Stored items:
● ● ●
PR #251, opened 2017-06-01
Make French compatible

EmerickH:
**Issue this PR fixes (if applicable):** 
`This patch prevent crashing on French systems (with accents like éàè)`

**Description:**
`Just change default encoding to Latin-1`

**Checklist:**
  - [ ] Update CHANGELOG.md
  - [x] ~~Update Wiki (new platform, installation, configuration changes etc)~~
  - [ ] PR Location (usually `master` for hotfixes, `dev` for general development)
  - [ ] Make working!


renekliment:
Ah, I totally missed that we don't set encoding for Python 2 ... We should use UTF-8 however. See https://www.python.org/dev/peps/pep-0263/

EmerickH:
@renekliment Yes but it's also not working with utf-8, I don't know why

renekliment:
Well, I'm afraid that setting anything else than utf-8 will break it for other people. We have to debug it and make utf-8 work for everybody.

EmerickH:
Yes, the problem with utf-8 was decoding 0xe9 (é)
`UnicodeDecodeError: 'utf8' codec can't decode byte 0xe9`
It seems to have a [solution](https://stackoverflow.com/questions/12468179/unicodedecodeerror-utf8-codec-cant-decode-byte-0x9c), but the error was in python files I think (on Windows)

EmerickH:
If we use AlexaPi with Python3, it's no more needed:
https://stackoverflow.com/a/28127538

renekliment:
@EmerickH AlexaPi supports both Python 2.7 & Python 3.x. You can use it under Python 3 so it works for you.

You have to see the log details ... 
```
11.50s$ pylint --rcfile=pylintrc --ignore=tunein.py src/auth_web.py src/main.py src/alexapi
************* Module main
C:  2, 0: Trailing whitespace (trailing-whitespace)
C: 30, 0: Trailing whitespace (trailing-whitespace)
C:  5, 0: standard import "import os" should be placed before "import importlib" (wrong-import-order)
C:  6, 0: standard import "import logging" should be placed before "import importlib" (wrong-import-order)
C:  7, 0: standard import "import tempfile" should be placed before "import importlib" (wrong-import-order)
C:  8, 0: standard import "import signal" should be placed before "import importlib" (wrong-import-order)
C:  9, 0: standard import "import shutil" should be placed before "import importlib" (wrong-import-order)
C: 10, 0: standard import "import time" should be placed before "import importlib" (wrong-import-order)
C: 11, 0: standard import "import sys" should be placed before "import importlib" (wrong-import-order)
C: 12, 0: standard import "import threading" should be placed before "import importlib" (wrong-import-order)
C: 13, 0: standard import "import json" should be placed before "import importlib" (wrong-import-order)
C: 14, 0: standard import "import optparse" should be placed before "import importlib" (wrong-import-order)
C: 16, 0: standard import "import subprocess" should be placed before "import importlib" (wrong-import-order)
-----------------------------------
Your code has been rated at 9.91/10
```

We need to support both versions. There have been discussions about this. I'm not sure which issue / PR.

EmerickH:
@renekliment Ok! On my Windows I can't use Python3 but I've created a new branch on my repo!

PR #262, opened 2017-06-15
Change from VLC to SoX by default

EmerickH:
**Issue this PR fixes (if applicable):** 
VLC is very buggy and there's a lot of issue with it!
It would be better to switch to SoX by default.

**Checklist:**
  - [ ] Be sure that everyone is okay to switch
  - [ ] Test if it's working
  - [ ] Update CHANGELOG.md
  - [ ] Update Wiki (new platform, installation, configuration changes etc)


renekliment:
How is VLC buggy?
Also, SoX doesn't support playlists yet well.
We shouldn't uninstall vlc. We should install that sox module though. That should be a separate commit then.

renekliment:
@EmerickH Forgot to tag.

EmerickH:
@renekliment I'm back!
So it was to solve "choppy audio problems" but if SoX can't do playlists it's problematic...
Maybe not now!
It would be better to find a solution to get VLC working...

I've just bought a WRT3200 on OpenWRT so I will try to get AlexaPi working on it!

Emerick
● ● ●
Print all the records exactly as written.

PR #251, opened 2017-06-01
Make French compatible

EmerickH:
**Issue this PR fixes (if applicable):** 
`This patch prevent crashing on French systems (with accents like éàè)`

**Description:**
`Just change default encoding to Latin-1`

**Checklist:**
  - [ ] Update CHANGELOG.md
  - [x] ~~Update Wiki (new platform, installation, configuration changes etc)~~
  - [ ] PR Location (usually `master` for hotfixes, `dev` for general development)
  - [ ] Make working!


renekliment:
Ah, I totally missed that we don't set encoding for Python 2 ... We should use UTF-8 however. See https://www.python.org/dev/peps/pep-0263/

EmerickH:
@renekliment Yes but it's also not working with utf-8, I don't know why

renekliment:
Well, I'm afraid that setting anything else than utf-8 will break it for other people. We have to debug it and make utf-8 work for everybody.

EmerickH:
Yes, the problem with utf-8 was decoding 0xe9 (é)
`UnicodeDecodeError: 'utf8' codec can't decode byte 0xe9`
It seems to have a [solution](https://stackoverflow.com/questions/12468179/unicodedecodeerror-utf8-codec-cant-decode-byte-0x9c), but the error was in python files I think (on Windows)

EmerickH:
If we use AlexaPi with Python3, it's no more needed:
https://stackoverflow.com/a/28127538

renekliment:
@EmerickH AlexaPi supports both Python 2.7 & Python 3.x. You can use it under Python 3 so it works for you.

You have to see the log details ... 
```
11.50s$ pylint --rcfile=pylintrc --ignore=tunein.py src/auth_web.py src/main.py src/alexapi
************* Module main
C:  2, 0: Trailing whitespace (trailing-whitespace)
C: 30, 0: Trailing whitespace (trailing-whitespace)
C:  5, 0: standard import "import os" should be placed before "import importlib" (wrong-import-order)
C:  6, 0: standard import "import logging" should be placed before "import importlib" (wrong-import-order)
C:  7, 0: standard import "import tempfile" should be placed before "import importlib" (wrong-import-order)
C:  8, 0: standard import "import signal" should be placed before "import importlib" (wrong-import-order)
C:  9, 0: standard import "import shutil" should be placed before "import importlib" (wrong-import-order)
C: 10, 0: standard import "import time" should be placed before "import importlib" (wrong-import-order)
C: 11, 0: standard import "import sys" should be placed before "import importlib" (wrong-import-order)
C: 12, 0: standard import "import threading" should be placed before "import importlib" (wrong-import-order)
C: 13, 0: standard import "import json" should be placed before "import importlib" (wrong-import-order)
C: 14, 0: standard import "import optparse" should be placed before "import importlib" (wrong-import-order)
C: 16, 0: standard import "import subprocess" should be placed before "import importlib" (wrong-import-order)
-----------------------------------
Your code has been rated at 9.91/10
```

We need to support both versions. There have been discussions about this. I'm not sure which issue / PR.

EmerickH:
@renekliment Ok! On my Windows I can't use Python3 but I've created a new branch on my repo!

PR #262, opened 2017-06-15
Change from VLC to SoX by default

EmerickH:
**Issue this PR fixes (if applicable):** 
VLC is very buggy and there's a lot of issue with it!
It would be better to switch to SoX by default.

**Checklist:**
  - [ ] Be sure that everyone is okay to switch
  - [ ] Test if it's working
  - [ ] Update CHANGELOG.md
  - [ ] Update Wiki (new platform, installation, configuration changes etc)


renekliment:
How is VLC buggy?
Also, SoX doesn't support playlists yet well.
We shouldn't uninstall vlc. We should install that sox module though. That should be a separate commit then.

renekliment:
@EmerickH Forgot to tag.

EmerickH:
@renekliment I'm back!
So it was to solve "choppy audio problems" but if SoX can't do playlists it's problematic...
Maybe not now!
It would be better to find a solution to get VLC working...

I've just bought a WRT3200 on OpenWRT so I will try to get AlexaPi working on it!

Emerick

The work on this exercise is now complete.